Several whizzo adventures then befall Roberta and Phyllis. They save a boy on a school paper chase who gets stuck in a tunnel and is the cause of all peak hour services being delayed for two hours. Ye Olde Yorkshire Train Operating Company then issues a statement blaming Network Rail for late running. (Geddit?)

They witness a freak landslide which sends a tree and some earth crashing onto the track. Although the two girls are able to stop the approaching train by pretending to be school children trespassing on the rails, the track is shut for a month and commuters have to travel via donkey.

Next, a sickly foreign gentleman is found collapsed at the station. Roberta and Phyllis phone the border police and have him arrested as an illegal immigrant.

Finally, the emotional climax of the film: the Old Gentleman tells Roberta to be at the station to meet a particular train. What Roberta does not realize is that her father has been released from jail due to overcrowding and is travelling to join his family. However, things go awry. Unable to afford the extortionate fare, he travels without a ticket and is thrown off the train by revenue protection officers. When he is finally able to raise the necessary money by selling a kidney, the train fails to stop at his station due to signaling problems and strands him in Bristol where he dies after eating a mini Melton Mowbray pork pie from the station café.

In her anguish at the news of his death, Roberta loses the will to live so becomes a customer host on First Great Western. She ends the film sobbing over the tannoy as she announces happy hour prices in the buffet, then takes her own life by choking on a breakfast bap. The End.

Wow! Sounds like a classic to me, boys and girls. Popcorn anyone?

Tuesday, 15 July 2008

A quick update


Here's a handy aide memoire on a number of issues I'm keeping track of at the moment:

1. It's mid-July and still no new car park ticket machines at Chippenham, a full seven months after the signs went up to say we were going to have them. What on earth are they doing?

2. Still no picture of melodiously named Sheridan Flavin, FGW's HR director, on the Meet our Executive Team page of the FGW website. Why? I suspect she's a bit of a looker and am keen to find out. Does anyone have a pic of Ms Flavin or can you direct me towards one? First Great Western commuters have a right to know.
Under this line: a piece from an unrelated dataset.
PR #1115, opened 2020-03-07
Add max out of order evals parameter

Ttl:
For low batch sizes most of the batches are not full because there are too many NNCache hits. This change allows changing the limit on how many out of order evals can happen before non-full batch is submitted.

On that note, I'm considering holding a 'Who is the most unfortunate-looking member of the First Great Western executive team?' poll. My nomination will depend on finding out whether James Burt's picture has been squeezed or he really looks like that!(See picture above.)

3. The first class upgrade offer ended 6 July but I barely noticed this time, so stringent had the conditions been. I think I only managed to get an upgrade about three times. Hardly worth bothering with.